#### Aim of the exercise:
From the data below, return each line in which the string "true" is found.

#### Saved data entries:
PR #1947, opened 2016-10-19
introduce odd & even funcs

webdude21:


davidchambers:
I'm opposed to these additions. The root problem is that Ramda does not restrict the domains of its functions: all functions are `Any -> ...` or `Any -> Any -> ...` or `Any -> Any -> Any -> ...`. As a result, a significant proportion of the discussion on the issue tracker is concerned with the behaviour of a Ramda function when applied to one of the infinite number of JavaScript values for which the mathematical function in question is undefined. If we're to add these functions, I imagine we'll see issues for questions such as these:

  - _Why does `R.even(2.1)` evaluate `true`?_
  - _Why does `R.even(Infinity)` evaluate `true`?_
  - _Why does `R.even(NaN)` evaluate `true`?_
  - _Why is `R.odd` not equivalent to `R.complement(R.even)`?_

In other words, because we've chosen to treat all JavaScript values as members of a universal type we can't reasonably support functions such as these which are defined only for the domain of integers. Sanctuary, on the other hand, does restrict function domains, so is able to provide [`S.even`][1] and [`S.odd`][2] without surprises.


[1]: https://sanctuary.js.org/#even
[2]: https://sanctuary.js.org/#odd

webdude21:
Hi David,

I see your point.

#### Exercise response:
  - _Why does `R.even(2.1)` evaluate `true`?_
  - _Why does `R.even(Infinity)` evaluate `true`?_
  - _Why does `R.even(NaN)` evaluate `true`?_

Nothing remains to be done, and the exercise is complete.